### Your task
Search the records for the word "term" and copy each line in which it appears.

Saved entries:
======

PR #7096, opened 2023-06-05
Simplify detected license mapping

sschuberth:
@fviernau @nnobelis this may trivially conflict with your work. I'm fine with waiting and rebasing this last and resolve any conflicts.


sschuberth:
Current conflicts have been resolved and this is ready for review.

fviernau:
> @fviernau @nnobelis this may trivially conflict with your work. I'm fine with waiting and rebasing this last and resolve any conflicts.

Thanks @sschuberth! I'm fine if you merge before me, wrt. rebase conflicts.

sschuberth:
> Thanks @sschuberth! I'm fine if you merge before I merge mine, wrt. rebase conflicts.

Great! Mind also reviewing / approving then?

model/src/main/kotlin/LicenseFinding.kt
```diff
@@ -79,7 +61,7 @@ data class LicenseFinding(
  * Apply [detectedLicenseMapping] from the [org.ossreviewtoolkit.model.config.ScannerConfiguration] to any license
  * String.
  */
-private fun String.applyDetectedLicenseMapping(detectedLicenseMapping: Map<String, String>): String =
+fun String.mapLicense(detectedLicenseMapping: Map<String, String>): String =
```
fviernau, line 64: The new function name makes it less obvious that the function is only "detected" licenses. How about renaming the function to `mapDetectedLicense` instead? (Maybe the parameter name can then be shortened to just "mapping", which also make the tests a bit less verbose)

sschuberth: I was actually tempted to do the "opposite": Keep the function name and also generalize the parameter name. There's actually nothing "detected license"-specific in that function, and maybe not even something "(any) license"-specific. It's just about folding string replacements. What *makes* the function "detected license"-specific is the *call* to it with a detected license mapping. So at the call sites, it's IMO obvious what this is about. The only reason I kept "License" as part of "mapLicense" as "map" alone is already taken, and you could argue that the way the regex is design makes it specific to the license replacement use-case.

fviernau (approved):

PR #7097, opened 2023-06-06
fix(arm64): Use scancode-toolkit-mini for arm64 arch

heliocastro:
Arm64 are able to install scancode-toolkit-mini

### DIFF
--- a/Dockerfile
+++ b/Dockerfile
@@ -153,11 +153,13 @@ RUN pip install --no-cache-dir -U \
     python-inspector=="${PYTHON_INSPECTOR_VERSION}"
 
 RUN arch=$(arch | sed s/aarch64/arm64/) \
-    && if [ "$arch" != "arm64" ]; then \
-        curl -Os https://raw.githubusercontent.com/nexB/scancode-toolkit/v$SCANCODE_VERSION/requirements.txt; \
-        pip install -U --constraint requirements.txt scancode-toolkit==$SCANCODE_VERSION; \
-        rm requirements.txt; \
-       fi
+    &&  if [ "$arch" == "arm64" ]; then \
+            pip install -U scancode-toolkit-mini==$SCANCODE_VERSION; \
+        else \
+            curl -Os https://raw.githubusercontent.com/nexB/scancode-toolkit/v$SCANCODE_VERSION/requirements.txt; \
+            pip install -U --constraint requirements.txt scancode-toolkit==$SCANCODE_VERSION; \
+            rm requirements.txt; \
+        fi
 
 FROM scratch AS python
 COPY --from=pythonbuild /opt/python /opt/python


sschuberth:
@pombredanne I was unable to find information about what exactly this "mini" version of ScanCode actually is. Is there a reference that explains how it differs from the regular version?

tsteenbe:
@sschuberth  See https://pypi.org/project/scancode-toolkit-mini/ - ScanCode is a tool to scan code for license, copyright, package and their documented dependencies and other interesting facts. scancode-toolkit-mini is a special build that does not come with pre-built binary dependencies by default. These are instead installed separately or with the extra_requires scancode-toolkit-mini

sschuberth:
> scancode-toolkit-mini is a special build that does not come with pre-built binary dependencies by default. These are instead installed separately or with the extra_requires scancode-toolkit-mini

So, since the PR doesn't install anything extra on top, would such a ScanCode installation even work?

tsteenbe:
Discussed in the ORT community meeting of June 15th - agreed with @heliocastro  @fviernau @mnonnenmacher  and @tsteenbe:

1. From @mnonnenmacher  Please invert the logic that the if (arm) { ScanCode mini} else { full ScanCode}
2. Update the commit message to:

```
fix(arm64): Use scancode-toolkit-mini for arm64 arch

ScanCode mini does not come with pre-compiled binaries which results in a slower execution.
However, these pre-compiled binaries are not needed on arm64 and are causing runtime issues.
Choosing to have a slower bootstrapped ScanCode rather than a broken one.
```

3. Look into rebuilding license database `--reindex-licenses` in a follow issue/PR.

sschuberth:
> ScanCode mini does not come with pre-compiled binaries which results in a slower execution.

I think that's still confusing. Not coming with pre-compiled binaries (without any substitute) leaves unclear how things could be working *at all*, and not just slower. Are binaries then compiled on-the-fly? Or are native binaries substituted with Python implementations, and that's why it's slower? Please clarify this in the commit message.

fviernau (approved):

sschuberth:
While the commit message is extensive now, it still uses the misleading term "pre-compiled" (Compiled to what? Python bytecode or native code?) and misses the point of what packages are used instead.

sschuberth:
> While the commit message is extensive now, it still uses the misleading term "pre-compiled" (Compiled to what? Python bytecode or native code?) and misses the point of what packages are used instead.

FYI, I've filed https://github.com/nexB/scancode-toolkit/issues/3432 to clarify independently of this PR.

sschuberth:
> FYI, I've filed [nexB/scancode-toolkit#3432](https://github.com/nexB/scancode-toolkit/issues/3432) to clarify independently of this PR.

Quoting @pombredanne from https://github.com/nexB/scancode-toolkit/issues/3432:

> [Missing dependencies] are not replaced. The feature that needs them will just not work or crash.

> In particular, I do not think that scancode-toolkit-mini is a solution to run on ARM.

PR #7099, opened 2023-06-06
OrtResult: Store scan results "by provenance"

### LINKED ISSUE #5950: OrtResult: Store scan results "by provenance"

fviernau:
This PR changes `OrtResult`s internal representation to store scan results by provenance, which eliminates redundancies in case multiple packages share the same provenance. It keeps `OrtResults` API _as-is_. That is, client code using `OrtResult.getScanResults()` or `OrtResult.getScanResults(id)` remains _as-is_, thereby hiding the complexities of the new internal representation completely. Also, information about the sub-repository structure is now available for all packages in `OrtResult`.

**Breaking change:** 

1. "old" ORT files containing a `ScannerRun` won't de-serialize anymore.
2. The scanner cannot output package verification codes anymore. This will be fixed again, by computing
    these codes on-the-fly from file lists which are not present yet but will be added soon.

Fixes #5950.

### DIFF
--- a/cli/src/funTest/assets/semver4j-ort-result.yml
+++ b/cli/src/funTest/assets/semver4j-ort-result.yml
@@ -184,125 +184,140 @@ scanner:
     - "postgresStorage"
     storage_writers:
     - "postgresStorage"
+  provenances:
+  - id: "Maven:com.vdurmont:semver4j:3.1.0"
+    package_provenance:
+      vcs_info:
+        type: "Git"
+        url: "https://github.com/vdurmont/semver4j.git"
+        revision: "7653e418d610ffcd2811bcb55fd72d00d420950b"
+        path: ""
+      resolved_revision: "7653e418d610ffcd2811bcb55fd72d00d420950b"
+  - id: "Maven:junit:junit:4.12"
+    package_provenance:
+      vcs_info:
+        type: "Git"
+        url: "https://github.com/junit-team/junit.git"
+        revision: "r4.12"
+        path: ""
+      resolved_revision: "64155f8a9babcfcf4263cf4d08253a1556e75481"
   scan_results:
-    Maven:com.vdurmont:semver4j:3.1.0:
-    - provenance:
-        vcs_info:
-          type: "Git"
-          url: "https://github.com/vdurmont/semver4j.git"
-          revision: "7653e418d610ffcd2811bcb55fd72d00d420950b"
-          path: ""
-        resolved_revision: "7653e418d610ffcd2811bcb55fd72d00d420950b"
-      scanner:
-        name: "ScanCode"
-        version: "3.2.1-rc2"
-        configuration: "--copyright --license --ignore *.ort.yml --info --strip-root\
-          \ --timeout 300 --ignore META-INF/DEPENDENCIES --json-pp"
-      summary:
-        start_time: "2020-09-30T09:27:12.023451Z"
-        end_time: "2020-09-30T09:28:20.525647Z"
-        package_verification_code: "48ba11487d53ce933b5d4db1d069b70a803ff19b"
-        licenses:
-        - license: "BSD-3-Clause"
-          location:
-            path: "pom.xml"
-            start_line: 28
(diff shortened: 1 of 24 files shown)


scanner/src/main/kotlin/Scanner.kt
```diff
@@ -148,14 +149,24 @@ class Scanner(
...
+            scanResults = (projectResults.scanResults + packageResults.scanResults).mapTo(mutableSetOf()) {
+                it.clearPackageVerificationCode()
+            }
+        )
 
         return ortResult.copy(scanner = scannerRun)
     }
 
-    suspend fun scan(packages: Set<Package>, context: ScanContext): Map<Identifier, List<ScanResult>> {
+    suspend fun scan(packages: Set<Package>, context: ScanContext): ScannerRun {
```
mnonnenmacher, line 167: As this is a public function I would have introduced a dedicated class for the return value which only contains the provenance resolution results and the scan results, because only those properties are required. Returning a `ScannerRun` here is misleading when using the function programmatically (e.g. the timestamps are wrong and the config is not filtered unlike with the other scan function).

mnonnenmacher (changes requested):

scanner/src/main/kotlin/Scanner.kt
fviernau: I spent quite a while trying to do that. It was not too easy.

Would you be fine if I addressed this in a follow up PR? (Currently, this function is only called from the test)

cli/src/funTest/assets/semver4j-ort-result.yml
```diff
@@ -184,125 +184,140 @@ scanner:
     - "postgresStorage"
     storage_writers:
     - "postgresStorage"
+  provenances:
+  - id: "Maven:com.vdurmont:semver4j:3.1.0"
```
mnonnenmacher, line 188: The commit message should describe the actual change of the internal representation better, it currently focuses only on compatibility. I would suggest to add a first paragraph that shortly explains that scan results are now stored by provenance and that the package provenance resolution results are stored as well to associate scan results with packages.

mnonnenmacher (changes requested):

scanner/src/funTest/assets/dummy-expected-scan-results-for-analyzer-result.yml
```diff
@@ -0,0 +1,132 @@
+---
```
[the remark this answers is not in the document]
mnonnenmacher: That's still open.

sschuberth, line 1: Commit message nits:
- `OrtResults` should probably be `OrtResult`s or `OrtResult`'s (as in the next commit)
- Not sure about the comma before "by"

scanner/src/main/kotlin/Scanner.kt
fviernau: @mnonnenmacher - I've extracted this to an issue and added it to the corresponding epic, see:
- https://github.com/oss-review-toolkit/ort/issues/7155
- https://github.com/oss-review-toolkit/ort/issues/6945

fviernau:
@mnonnenmacher I've made a final manual test, I compared scan results of main and this branch and verified that

1. static HTML reports are identical
2. output of the list licenses command is identical for some selected package IDs

I've done two scans:

1. Our `orthw` example mime types scan
2. This sub-repositoy case: https://github.com/fviernau/test-data.git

======

### The completed task
While the commit message is extensive now, it still uses the misleading term "pre-compiled" (Compiled to what? Python bytecode or native code?) and misses the point of what packages are used instead.
> While the commit message is extensive now, it still uses the misleading term "pre-compiled" (Compiled to what? Python bytecode or native code?) and misses the point of what packages are used instead.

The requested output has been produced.